What is the issue?

The profit an S Corporation generates is not taxed at the corporate level. The profit is taxed at the individual level, as salary (w-2) for the shareholder employee or S Corporation income on the individual tax return. To the extent, the profit from the S Corporation generates before shareholder salary is classified as salary, the amount is subject to social security and Medicare taxes, both the employee share and employer share, as well as income taxes. In 2018 the first $127,400 of salary is subject to social security and Medicare tax at 15.3%. It also is subject to income tax at the federal level to a maximum of 37%. Therefore, the salary can be subject to federal taxed at 52.3 %. To the extent, the profit can be reported as S Corporation income it will be subject to the federal income tax, to a maximum of 37%. This is the reason the IRS is concerned about reasonable salary for shareholders who preform services for the corporation.

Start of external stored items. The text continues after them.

PR #21395, opened 2021-06-23
net-libs/NativeThread: min java 1.8

vaukai:
Bug: https://bugs.gentoo.org/787629
restricted to :1.8 as it doesn't work with java 11


vaukai:
@fordfrog  :-)

PR #21401, opened 2021-06-24
app-emulation/virt-manager: Update live ebuild

zippy2:
There was a patch merged recently into upstream repo
(v3.2.0-110-geb6b7939) that removes shebangs from library paths.
Thus we no longed need to fix them during install phase.


zippy2:
cc @trofi

trofi:
Pulled as is. Thank you!

PR #21403, opened 2021-06-24
dev-lisp/c2ffi: Bump version to 12.0.0

hjudt:


juippis (approved):
Ideally that eutils change should've been rebased to 1st commit, but oh well, it's removed in the end. Thanks!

What is the IRS looking for?

The IRS is on the lookout for S Corporations that fail to pay reasonable salaries to shareholders who preform services for the corporation. The failure to pay adequate salary- or no salary at all – to the shareholder employee is a “Red Flag” for audit by the IRS. It’s important for a S Corporation to properly compensate working shareholders to avoid a big employment tax bill in the future along with interest and penalty.

The key to establishing a reasonable salary is determining what the shareholder does for the S Corporation. Initially we need to understand the source of the S corporation ‘s gross receipts.

The three major sources of gross receipts are:

  1. Services by the shareholder
  2. Services by non-shareholder employees
  3. Receipts primarily dependent on capital and equipment

If most of the gross receipts and profits are due to the share-holder’s personal services, the expectation by the IRS that most of the profits should be allocated as salary. On the other hand, if more of the gross receipts and profits are due to non-shareholder employees or from capital or equipment it is reasonable that the shareholder would receive distributions along with salary.

In addition, the shareholder-employee should be compensated for administrative work performed, such as assisting other employees or assets that produce receipts and profits. Some of factors the IRS utilizes to determine reasonable salary include:

  • Training and experience
  • Duties and Responsibility
  • Time and effort devoted to the business
  • Dividend history
  • Payments to non-shareholder employees
  • Timing and manner of paying bonuses to key people
  • What comparable businesses pay for similar services?
  • Compensation agreements
  • The use of a formula to determine compensation

A significant point is that no IRS rule (safe Harbor) exists that insulates the s corporation from an audit on the issue. A reasonable salary depends on all the facts and circumstances in each individual case.

The 60-40 Approach:

Many CPA’s advice their clients to use what is called the “60-40 rule”. This is not an IRS rule and not a safe harbor rule. It was developed by practitioners as a simple guide for determining a reasonable salary. Under the 60- 40 approach, the profits of the S corporation before shareholders salaries would be split as  60% for salaries and 40% for distributions.  The 60- 40 method is not a defense if the IRS comes calling, but it is something, and generally considered safe under normal circumstances.  Let’s remember, if the S corporation is a personal service corporation, and most of the receipts and profits are generated by the individual shareholders, with one employee, the 60-40 method is not likely to satisfy the IRS. A strong case could be made in this circumstance most if not all the profits could be considered salary. At the other extreme, if the S Corporation is a construction company with large amounts of capital equipment and many non-shareholder’s employees, a case could be made that a reasonable salary could be 20% or less.

Other Approaches:  

Some CPA’s advocate the 1/3, 1/3, 1/3 approach:

  • 1/3 Paid as a shareholder salary
  • 1/3 Distributed as return on investment
  • 1/3 Retained for company growth

Under this approach, if you do not retain 1/3 in the business, you would generally allocate it 50% salary, 50% distribution. Again, this approach can be a good starting point. All the above discussed factors must be taken into consideration to justify the amount allocated to salary.

While using comparable salary information for similar businesses is a good plan to start, it becomes more applicable and reasonable as the income of the S corporation exceeds $500,000 annually.

Summary:

Unfortunately, there is no way to guarantee that the salaries set for the shareholder employee will pass muster with the IRS. If you do your homework, have a reasonable basis for decision and show you made a good faith effort to pay reasonable shareholders salaries, the IRS is more likely to defer to your judgment.